2. The operation panel control system according to claim 1, characterized in that, The MCU has a built-in interrupt service routine, which prioritizes the processing of manual operation signals transmitted by the operation component control module, ensuring that the interrupt response delay is less than 15ms.
3. The operation panel control system according to claim 1, characterized in that, The CAN communication module has a baud rate of 500kbps, a control command transmission delay of <20ms, and a display refresh rate of 1Hz after receiving status data, with a display delay of <100ms.
4. The operation panel control system according to claim 1, characterized in that, In the illuminated button control module, DIN1 corresponds to brush control, DIN2 corresponds to water suction control, and DIN3 corresponds to water valve control. After being pressed, the MCU sends the corresponding control command to the external actuator via the CAN_TX pin.

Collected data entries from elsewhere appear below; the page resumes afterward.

PR #38, opened 2018-12-22
Support importing instruments from banks in WOPN format

jpcima:
This follows WOPN instrument support, adding the support of bank files.
In the GUI, I added `Import From Bank File`, which permits to load a choice of instruments from a `.wopn` file.
To do this, I added a dialog and I introduced a model for banks which I thought to be appropriate.
The instruments are picked from a list widget and it's possible to load several of them at once.

EDIT: add minor fix where the error did not indicate the good file type

### DIFF
--- a/BambooTracker/BambooTracker.pro
+++ b/BambooTracker/BambooTracker.pro
@@ -162,7 +162,9 @@ SOURCES += \
     gui/command/pattern/paste_overwrite_copied_data_to_pattern_qt_command.cpp \
     command/pattern/paste_overwrite_copied_data_to_pattern_command.cpp \
     io/file_io_error.cpp \
-    format/wopn_file.c
+    format/wopn_file.c \
+    instrument/bank.cpp \
+    gui/instrument_selection_dialog.cpp
 
 HEADERS += \
     gui/mainwindow.hpp \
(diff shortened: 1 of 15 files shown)


rerrahkr:
Thanks for your contribution!

jpcima:
Great. :+1: Thanks for accepting the format. I wish to ask one thing:

The instrument structure contains `note offset` data. It's in semitone units.
Usually the instrument maker will set this to pitch up or down by some octaves.

Is there a way to make instruments use this information? I've had some difficulty finding how to accomplish this in a good way.

rerrahkr:
I think it is able to set WOPN's note offset data in FM arpeggio sequence by selecting absolute type and entering offset for 1 step.

jpcima:
I implement the suggestion as https://github.com/jpcima/BambooTracker/commit/d32c3b061b404edaf8ac7ce8ba6689e750bca74d.

It's working but has one issue: when it has a -12 semitone offset for example, playing the instrument on the octave 0 hits a lower limit on the note number, and these pitches are not playable.

In OPN2BankEditor, the emulator MAME YM2608 is able to play these frequencies.
There is for example the melodic patch 17 `Percussive Organ` from [xg.wopn](https://github.com/Wohlstand/OPN2BankEditor/blob/master/Bank_Examples/xg.wopn) having -12 offset.

rerrahkr:
Since the tracker holds the pitch data in the table, it can not refer to the pitch outside the range.
And as mentioned in #40, the range of FM pitch will be 1 octave lower.

rerrahkr:
I added the suggenstion in 31d8bf61affdf93de10224d34e2394abbfedc03f.
Thank you!

PR #39, opened 2018-12-22
Fix invalid memory access on main window destruction

jpcima:
Solves bad access into freed memory when the program is closed, found by address sanitizer.
On destruction of the comstack, it triggers a slot on the main window whose `ui` has been freed prior.

To prevent the problem, I ensure to destroy the `ui` last.
I put the variable in RAII and it's working because the members destroy in reverse order.


rerrahkr:
Thanks for your contribution!

PR #52, opened 2019-01-04
Add instructions for FreeBSD users

ehaupt:
Now that there is an official [FreeBSD port](https://svnweb.freebsd.org/ports/head/audio/bambootracker/) for bambootracker. Add some instructions.


rerrahkr:

PR #64, opened 2019-02-13
Revert and actually fix the envlope reset behavior

Pigu-A:
Apparently I did the older fix wrong and made key off happens one tick too early, which somebody really didn't like it...

Doing note off in every slots immediately before note on will allow the envelope to retrigger with the last level value retained. This is a correct behavior from Deflemask and various MML drivers.


rerrahkr:
Thanks for your contribution!

PR #109, opened 2019-04-15
Set an icon on all the windows

jpcima:
I've noticed BT has the generic icon on every window.
This fixes the problem.


rerrahkr:
Thanks for your contribution!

5. The operation panel control system according to claim 1, characterized in that, In the control module of the operating components, the front and rear levers are used to control the direction of travel of the equipment, the left and right joysticks are used to control the steering wheel, and the throttle pedal is used to control the travel speed. The signals of the three are converted by MCUAD to generate corresponding control commands.
6. The operation panel control system according to claim 1, characterized in that, It also includes an abnormality indication unit, which is connected to the MCU. When the CAN_RX pin receives low battery or fault abnormality data, the MCU controls the abnormality indication unit to light up and display the abnormal information on the e-ink screen.
7. The operation panel control system according to claim 1, characterized in that, The power module also includes filter capacitors C17, C18, C19, C20, and C21, all of which are 0.1uF. These capacitors are connected in parallel to the LDO output terminal and the power supply terminal of each module to stabilize the voltage.